*Dataset entries*:
PR #343, opened 2022-04-15
Allow cross-compiling for Windows ARM64

zooba:
When cross-compiling for Windows ARM64 (the most likely scenario), the `VSCMD_ARG_TGT_ARCH` variable is set to `arm64`. In this case, we still want to grab the ARM64 binaries instead of those matching the host (build) platform.

This variable is the same one that is used inside distutils/setuptools to tell when cross-compiling, so everything else works fine. It is set by default in a Visual Studio cross-compilation environment, but can also be set manually and setuptools will pick up the right settings by itself.

### DIFF
--- a/buildlibxml.py
+++ b/buildlibxml.py
@@ -38,7 +38,7 @@ def download_and_extract_windows_binaries(destdir):
         if release_path in filename
     ]
 
-    if platform.machine() == 'ARM64':
+    if platform.machine() == 'ARM64' or os.getenv('VSCMD_ARG_TGT_ARCH') == 'arm64':
         arch = "win-arm64"
     elif sys.maxsize > 2**32:
         arch = "win64"
--- a/buildlibxml.py
+++ b/buildlibxml.py
@@ -38,6 +38,8 @@ def download_and_extract_windows_binaries(destdir):
         if release_path in filename
     ]
 
+    # Check for native ARM64 build or the environment variable that is set by
+    # Visual Studio for cross-compilation (same variable as setuptools uses)
     if platform.machine() == 'ARM64' or os.getenv('VSCMD_ARG_TGT_ARCH') == 'arm64':
         arch = "win-arm64"
     elif sys.maxsize > 2**32:
--- a/setupinfo.py
+++ b/setupinfo.py
@@ -5,7 +5,7 @@ import os.path
 import subprocess
 from distutils.core import Extension
 from distutils.errors import CompileError, DistutilsOptionError
-from distutils.command.build_ext import build_ext as _build_ext
+from setuptools.command.build_ext import build_ext as _build_ext
 from versioninfo import get_base_dir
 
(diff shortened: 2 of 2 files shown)


buildlibxml.py
```diff
@@ -38,7 +38,7 @@ def download_and_extract_windows_binaries(destdir):
         if release_path in filename
     ]
 
-    if platform.machine() == 'ARM64':
+    if platform.machine() == 'ARM64' or os.getenv('VSCMD_ARG_TGT_ARCH') == 'arm64':
```
scoder, line 41: This thing seems worth a comment to avoid one web search per code read.

setupinfo.py
```diff
@@ -5,7 +5,7 @@
 import subprocess
 from distutils.core import Extension
 from distutils.errors import CompileError, DistutilsOptionError
-from distutils.command.build_ext import build_ext as _build_ext
+from setuptools.command.build_ext import build_ext as _build_ext
```
scoder, line 8: Probably ok to change this since we're importing `setuptools` anyway. What was the reason why this was necessary?

zooba: setuptools has an additional override in its `build_ext.get_ext_filename` to set the right suffix when compiling (in this case, `.cp310-win_arm64.pyd`) that distutils does not. Under normal circumstances, the presence of setuptools is enough to get the right command, so it's transparent, but when you explicitly import it from distutils (even with the setuptools bundled version of distutils) and subclass, then you override it.

Eventually setuptools will merge the two, and I think they consider imports directly from distutils to be deprecated (at least, I hope they do), so those will eventually stop working. But for the transition, they're keeping them working.

buildlibxml.py
zooba:
```suggestion
    # Check for native ARM64 build or the environment variable that is set by
    # Visual Studio for cross-compilation (same variable as setuptools uses)
    if platform.machine() == 'ARM64' or os.getenv('VSCMD_ARG_TGT_ARCH') == 'arm64':
```

setupinfo.py
scoder: Ok. I think we should then import setuptools before `from distutils.core import Extension`, to mark the dependency. Otherwise, this would stop working if the import order in `setup.py` changed.

setupinfo.py
```diff
@@ -5,7 +5,7 @@
 import subprocess
 from distutils.core import Extension
```
scoder, line 6:
```suggestion

from setuptools.command.build_ext import build_ext as _build_ext
from distutils.core import Extension
```

setupinfo.py
scoder, line 8:
```suggestion
```

zooba:
LGTM 👍 Thanks for keeping on this one

scoder:
Thanks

*INSTRUCTIONS TO FOLLOW*: What is needed is a copy of every line above in which "uses" appears.

*RESPONSE TO THIS TASK*:
+    # Visual Studio for cross-compilation (same variable as setuptools uses)
    # Visual Studio for cross-compilation (same variable as setuptools uses)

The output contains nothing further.